[[ DATASET, beginning ]]
PR #271, opened 2023-12-01
What a selection operator could look like

### LINKED ISSUE #270: Provide grb::select( [out] Matrix, [in] Matrix, grb::operator(r,c,v) -> bool )
The `select` primitive(s) is required for multiple incoming algorithms. 
For instance to threshold under/over a specified value, or in `tril` in order to filter depending on the coordinates.

The idea would be to generalise the incoming `tril`, `triu` and `diag` primitives.
- `grb::tril( L, A )` -> `grb::select( L, A, grb::boolean_operators::is_lower_part<RIT, CIT>() )`
- `grb::triu( U, A )` -> `grb::select( U, A, grb::boolean_operators::is_upper_part<RIT, CIT>() )`
- `grb::diag( D, A )` -> `grb::select( D, A, grb::boolean_operators::is_diag<RIT, CIT>() )`
- `grb::diag( A )` -> `grb::select( A, grb::boolean_operators::is_diag<RIT, CIT>() )`

The **diag** boolean_operator would then have the following `apply` function:
```c++
template< 
  typename RIT, typename CIT, typename T,
  typename BoolOrEquivalent = bool
>
BoolOrEquivalent apply( RIT i, CIT j, T value ) {
  return static_cast<BoolOrEquivalent>( i == j );
}
```

The naming is to be discussed, of course.

byjtew:
Closes #270 

- [x] Wrapping the selection operators in their own namespace to avoid confusion: `grb::operators::select::`
- [x] Implement selectLambda
- [x] Distributed backends implementation

- In-place variants (should come in a separate PR)
- Masked variants (should come in a separate PR)
- Pattern matrices support (should come in a separate PR)


byjtew:
Next steps:
- [ ] Wrapping the selection operators in their own namespace to avoid confusion
- [ ] Implement selectLambda
- [ ] In-place variants (may be in a separate PR)
- [ ] Masked variants (may be in a separate PR)

anyzelman:
The current state does not have bsp1d nor hybrid implementations of select, that's correct right? I think this is a super useful enhancement, but before merge it should have those distributed-memory implementations also

byjtew:
> The current state does not have bsp1d nor hybrid implementations of select, that's correct right? I think this is a super useful enhancement, but before merge it should have those distributed-memory implementations also

Absolutely, I also wanted to switch the namespace from `operators::` to `select_operators::` or `operators::select::` since they have different signatures than usual `operators::`

I'll ping you once it will be implemented

anyzelman:
> > The current state does not have bsp1d nor hybrid implementations of select, that's correct right? I think this is a super useful enhancement, but before merge it should have those distributed-memory implementations also
> 
> Absolutely, I also wanted to switch the namespace from `operators::` to `select_operators::` or `operators::select::` since they have different signatures than usual `operators::`
> 
> I'll ping you once it will be implemented

maybe just `grb::select`?

byjtew:
> maybe just `grb::select`?

But then it could be either the primitive or the operator's namespace, what about `grb::select::operators` ?

anyzelman:
> > maybe just `grb::select`?
> 
> But then it could be either the primitive or the operator's namespace, what about `grb::select::operators` ?

Oh right.. It could still work by having select as a class with the "primitive call" via `operator()` and the pre-defined lambdas as public static members, but that's perhaps a bit hacky. Maybe just think of something and we can look at it in more detail later, once it's more or less ready?

anyzelman:
Also doc/spec should be added to base/blas3.hpp

include/graphblas/base/blas3.hpp
```diff
@@ -442,6 +442,78 @@ namespace grb {
...
+		typename Tin,
+		typename RITin, typename CITin, typename NITin,
+		typename Tout,
+		typename RITout, typename CITout, typename NITout,
+		Backend backend
+	>
+	RC select(
+		Matrix< Tout, backend, RITout, CITout, NITout >& out,
+		const Matrix< Tin, backend, RITin, CITin, NITin >& in,
+		const SelectionOperator &op,
```
anyzelman, line 550: isn't it nicer to typedef `SelectionOperator` as an `std::function` with a specific signature, which would then no longer require `selectLambda` as a separate primitive? (Different from `grb::algorithms`, we want to have an absolute minimum number of core primitives.)

include/graphblas/base/blas3.hpp
```diff
@@ -442,6 +442,78 @@ namespace grb {
 		return ret == SUCCESS ? UNSUPPORTED : ret;
 	}
 
+	template<
```
anyzelman, line 538: Doc is still missing?

include/graphblas/base/blas3.hpp
```diff
@@ -442,6 +442,78 @@ namespace grb {
...
+		(void) descr;
+		(void) out;
+		(void) in;
+		(void) op;
+		(void) phase;
+#ifdef _DEBUG
+		std::cerr << "Selected backend does not implement grb::select\n";
+#endif
+#ifndef NDEBUG
+		const bool selected_backend_does_not_support_select	= false;
```
anyzelman: tab instead of a space before `=` (elsewhere also)

include/graphblas/base/blas3.hpp
anyzelman: I now remember a concern about the performance of lambda functions and std::functions in particular.

There is another alternative, which is to specify that the `SelectionOperator` is a functor, i.e., a class of the following form:

```
template< typename RIT, typename CIT, typename D >
class MySelectionOperator {

    public:

        static bool operator()( const RIT i, const CIT j, const D v ) {
               // some logic based on i, j, v returning a bool
        }

};
```

I would have to check, but I suspect that the use of this (i.e., in the select function, there would be calls like `if( SelectionOperator( i, j, v ) ) { ... }`) would work even if SelectionOperator were an std::function or a lambda function, isn't it?

include/graphblas/base/internalops.hpp
```diff
@@ -4276,6 +4276,167 @@ namespace grb {
...
+
+			template< typename RIT1, typename CIT1, typename D1 >
+			static bool apply(
+				const RIT1 & x, const CIT1 & y, const D1 &
+			) {
+				const RIT a = static_cast< RIT1 >( x );
+				const CIT b = static_cast< CIT1 >( y );
+				return OP::apply( &a, &b, nullptr );
+			}
+		};
```
anyzelman: If following the above suggestion, then these base classes are not required

include/graphblas/base/internalops.hpp
```diff
@@ -4276,6 +4276,167 @@ namespace grb {
...
+			typedef D value_type;
+			typedef RIT row_type;
+			typedef CIT column_type;
+
+			static bool apply(
+				const row_type * __restrict__ const x,
+				const column_type * __restrict__ const y,
+				const value_type * __restrict__ const v
+			) { return not is_strictly_lower< D, RIT, CIT >::apply( x, y, v ); }
+		};
```
anyzelman: If following the above suggestion, then instead of `apply(`, these should be `static bool operator()(`

include/graphblas/ops.hpp
```diff
@@ -981,245 +981,339 @@ namespace grb {
 
 	} // namespace operators
 
-	template< typename D1, typename D2, typename D3, enum Backend implementation >
+	/**
+	 * This namespace holds various standard selection-operators such
+	 * as #grb::operators::is_diagonal or #grb::operators::is_strictly_lower.
+	 */
+	namespace operators::select {
```
anyzelman: I suggest `namespace selectors` (i.e., put the functors in `grb::selectors`)

include/graphblas/ops.hpp
```diff
@@ -981,245 +981,339 @@ namespace grb {
...
+
+		template<
+			typename D,
+			typename RIT = config::RowIndexType,
+			typename CIT = config::ColIndexType
+		>
+		class is_diagonal : public internal::MatrixSelectionOperatorBase<
+			internal::is_diagonal< D, RIT, CIT >, D
```
anyzelman: If following the above suggestion, then a direct functor implementation in `ops.hpp` that does not require this inheritance + reflection becomes possible.

The reason why ops.hpp is more complicated is because 1) it automatically derives foldl/foldr and array-based operations when no explicit ones are given, 2) because there is an algebraic type traits system, and 3) because the operators need to be composed into richer algebraic constructs. I don't think we have any of such a view or requirement for selectors right, so we can pick a simpler solution instead?

include/graphblas/reference/blas3.hpp
```diff
@@ -61,6 +61,200 @@ namespace grb {
...
+					config::OMP::localRange( start_row, end_row, 0, m );
+#endif
+					for( auto i = start_row; i < end_row; ++i ) {
+						for( auto k = in_raw.col_start[ i ]; k < in_raw.col_start[ i + 1 ]; ++k ) {
+							const auto j = in_raw.row_index[ k ];
+							const auto r = i + in_coordinates.first;
+							const auto c = j + in_coordinates.second;
+							const auto value = in_raw.getValue( k, identity );
+							if( op.apply( r, c, value ) ) {
+								nzc++;
```
anyzelman: `(void)` before `nzc++`

include/graphblas/reference/blas3.hpp
```diff
@@ -61,6 +61,200 @@ namespace grb {
...
+			if( m == 0 || n == 0 ) {
+				return SUCCESS;
+			}
+
+			if( phase == RESIZE ) {
+				size_t nzc = 0;
+
+#ifdef _H_GRB_REFERENCE_OMP_BLAS3
+				#pragma omp parallel default(none) \
+					shared(out, in_raw, rc) firstprivate(m, op, identity, in_coordinates) \
```
anyzelman: `firstprivate` copies the given values, which in this case seem unnecessary copies. The default share-everything would be more performant?

include/graphblas/reference/blas3.hpp
```diff
@@ -61,6 +61,200 @@ namespace grb {
...
+					reduction(+:nzc)
```
anyzelman: I don't think the OpenMP standard specifies the performance semantics of reduction -- it is likely to be implementation-dependent. Therefore an OpenMP run-time implementation may dynamically allocate memory to facilitate the reduction. Instead relying on the internal ALP/GraphBLAS buffer and explicitly doing the reduction prevents this possibility and ensures the implementation adheres to the performance semantics (which, although presently not specified, is likely to include the promise that no system calls such as malloc or free are made).

include/graphblas/reference/blas3.hpp
```diff
@@ -61,6 +61,200 @@ namespace grb {
...
+
+				// Prefix sum of CCS.col_start
+				for( size_t j = 2; j < n + 1; ++j ) {
+					out_ccs.col_start[ j ] += out_ccs.col_start[ j - 1 ];
+				}
+
+				// Initialise the column counter array with zeros
+#ifdef _H_GRB_REFERENCE_OMP_BLAS3
+				#pragma omp parallel for simd default(none) \
+					shared(col_counter) firstprivate(in_coordinates, n)
```
anyzelman: note `firstprivate` again (possibly elsewhere as well)

In this case also `in_coordinates` seem unused. In particular the use of `default(none)` in my experience always ends up annoying to maintain because code changes more often than one might think affects the shared and private clauses-- which might be what happened here (if an earlier version did use `in_coordinates`)

include/graphblas/reference/blas3.hpp
```diff
@@ -61,6 +61,200 @@ namespace grb {
...
+						const auto idx = col_counter[ j ] + out_ccs.col_start[ j ];
+						out_ccs.row_index[ idx ] = i;
+						out_ccs.setValue( idx, value );
+						++col_counter[ j ];
+					}
+
+					// Update CRS
+					out_crs.row_index[ nzc ] = j;
+					out_crs.setValue( nzc, value );
+					++nzc;
```
anyzelman: `(void)` here (and elsewhere possibly also)

tests/unit/selectMatrix.cpp
```diff
@@ -0,0 +1,308 @@
...
+	NOTE:
+	This function will fail for distributed backend because the local iterator of the matrix
+	does not reflect the global coordinates, which can lead to false negatives.
+	*/
+	bool valid = true;
+	for( const auto &each : B ) {
+		const auto entry = getMatrixEntry<D>(each);
+		if( not predicate.apply( std::get<0>(entry), std::get<1>(entry), std::get<2>(entry) ) ) {
+			std::cerr << "  /!\\ Predicate failed for ("
+				<< std::get<0>(entry) << ", " << std::get<1>(entry) << ", " << std::get<2>(entry) << ")"
```
anyzelman: line overflow?

tests/unit/selectMatrix.cpp
```diff
@@ -0,0 +1,308 @@
...
+) {
+	/*
+	NOTE:
+	This function will fail for distributed backend because the local iterator of the matrix
+	does not reflect the global coordinates, which can lead to false negatives.
+	*/
+	bool valid = true;
+	for( const auto &each : B ) {
+		const auto entry = getMatrixEntry<D>(each);
+		if( not predicate.apply( std::get<0>(entry), std::get<1>(entry), std::get<2>(entry) ) ) {
```
anyzelman: use `!` instead of `not`

tests/unit/selectMatrix.cpp
```diff
@@ -0,0 +1,308 @@
...
+			valid = false;
+			break;
+		}
+	}
+	assert( collectives<>::allreduce( valid, operators::logical_and<bool>() ) == SUCCESS );
+
+	return valid;
+}
+
+template<typename D, typename SelectionOperator, typename RIT, typename CIT, Backend implementation>
```
anyzelman: spaces after (before) < (>)

tests/unit/selectMatrix.cpp
```diff
@@ -0,0 +1,308 @@
...
+		if( rc != SUCCESS ) {
+			std::cerr << "(lambda variant): EXECUTE phase of test <" << test_name <<
+				"> failed, rc is \"" << toString(rc) << "\"" << std::endl;
+			return rc;
+		}
+
+		grb::wait( output );
+		printSparseMatrix<Debug>(output);
+
+		const bool valid = matrix_validate_predicate(output, op);
```
anyzelman: spaces after `(` and before `)`

tests/unit/selectMatrix.cpp
```diff
@@ -0,0 +1,308 @@
...
+template< typename D, typename RIT, typename CIT, typename NIT, Backend implementation >
+void buildMatrixUniqueWrapper(
+	Matrix<D, implementation, RIT, CIT, NIT>& mat,
+	const size_t* row_indices,
+	const size_t* col_indices,
+	const size_t nvals,
+	const IOMode io_mode,
+	typename std::enable_if< not std::is_void<D>::value >::type * = nullptr
+) {
+	std::vector<D> values(nvals, 1);
```
anyzelman: here and perhaps elsewhere too

tests/unit/selectMatrix.cpp
```diff
@@ -0,0 +1,308 @@
...
+		std::vector<size_t> const_indices_zero(n, 0);
+		std::vector<size_t> iota_indices(n, 0);
+		std::iota(iota_indices.begin(), iota_indices.end(), 0);
+		std::vector<size_t> reverse_iota_indices(n, 0);
+		for (long i = n-1; i >= 0; i--) { reverse_iota_indices[i] = i; }
+
+		buildMatrixUniqueWrapper(I, iota_indices.data(), iota_indices.data(), n, SEQUENTIAL);
+		printSparseMatrix<Debug>(I, "identity");
+
+		buildMatrixUniqueWrapper(I_transposed, iota_indices.data(), reverse_iota_indices.data(), n, SEQUENTIAL);
```
anyzelman: line overflow?

tests/unit/selectMatrix.cpp
```diff
@@ -0,0 +1,308 @@
...
+		if (out != SUCCESS) {
+			STDERR_WITH_LINE << "Test FAILED (" << toString(out) << ")" << std::endl;
+			return out;
+		}
+	}
+
+	std::cout << std::flush;
+	std::cerr << std::flush << "Test OK" << std::endl;
+	return 0;
+}
```
anyzelman, line 652: missing empty line at the bottom?

include/graphblas/bsp1d/blas3.hpp
```diff
@@ -205,6 +205,86 @@ namespace grb {
...
+		if( phase == RESIZE ) {
+			if( collectives<>::allreduce( ret, operators::any_or< RC >() ) != SUCCESS ) {
+				return PANIC;
+			} else {
+				return SUCCESS;
+			}
+		}
+		assert( phase == EXECUTE );
+		return internal::checkGlobalErrorStateOrClear( out, ret );
+	}
```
[[ DATASET, end ]]
(TASK STATEMENT):
In the records above, locate the lines holding the word "values". Copy each of them.

(YOUR SOLUTION):
anyzelman: `firstprivate` copies the given values, which in this case seem unnecessary copies. The default share-everything would be more performant?
+	std::vector<D> values(nvals, 1);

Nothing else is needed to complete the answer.